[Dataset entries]
PR #581, opened 2025-07-13
Deprecate W&B group

mikasenghaas:
This PR removes the ability to set a W&B group via `--monitor.wandb.group` which was previously used to group together runs. We found the UI and handling to be overcomplicated, so now we group experiments runs by using a shared prefix in the run name (which is also editable)

### DIFF
--- a/src/prime_rl/trainer/config.py
+++ b/src/prime_rl/trainer/config.py
@@ -219,7 +219,7 @@ class TrainerConfig(BaseSettings):
     @model_validator(mode="after")
     def auto_setup_bench(self):
         if self.bench:
-            self.max_steps = 6  # 1 Warmup + 5 Benchmark
+            self.max_steps = 4  # 1 Warmup + 3 Benchmark
             if not self.data.fake:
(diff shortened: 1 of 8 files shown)


src/prime_rl/trainer/config.py
```diff
@@ -219,7 +219,10 @@ class TrainerConfig(BaseSettings):
     @model_validator(mode="after")
     def auto_setup_bench(self):
         if self.bench:
-            self.max_steps = 6  # 1 Warmup + 5 Benchmark
+            self.max_steps = 4  # 1 Warmup + 3 Benchmark
             if not self.data.fake:
                 self.data.fake = FakeDataLoaderConfig()
+
+            if self.monitor.wandb:
+                self.monitor.wandb.project = f"{self.monitor.wandb.project}-bench"
```
samsja: not sure about this one seems to intrusive

either we use a fix bench project and the user is in charge to pick to add -bench

samsja (approved):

• _Work order_
What you write should match, character for character, the lines from the one with "(diff shortened: 1 of 8 files shown)" to the end of the data, both included.

• _Problem solution_
(diff shortened: 1 of 8 files shown)


src/prime_rl/trainer/config.py
```diff
@@ -219,7 +219,10 @@ class TrainerConfig(BaseSettings):
     @model_validator(mode="after")
     def auto_setup_bench(self):
         if self.bench:
-            self.max_steps = 6  # 1 Warmup + 5 Benchmark
+            self.max_steps = 4  # 1 Warmup + 3 Benchmark
             if not self.data.fake:
                 self.data.fake = FakeDataLoaderConfig()
+
+            if self.monitor.wandb:
+                self.monitor.wandb.project = f"{self.monitor.wandb.project}-bench"
```
samsja: not sure about this one seems to intrusive

either we use a fix bench project and the user is in charge to pick to add -bench

samsja (approved):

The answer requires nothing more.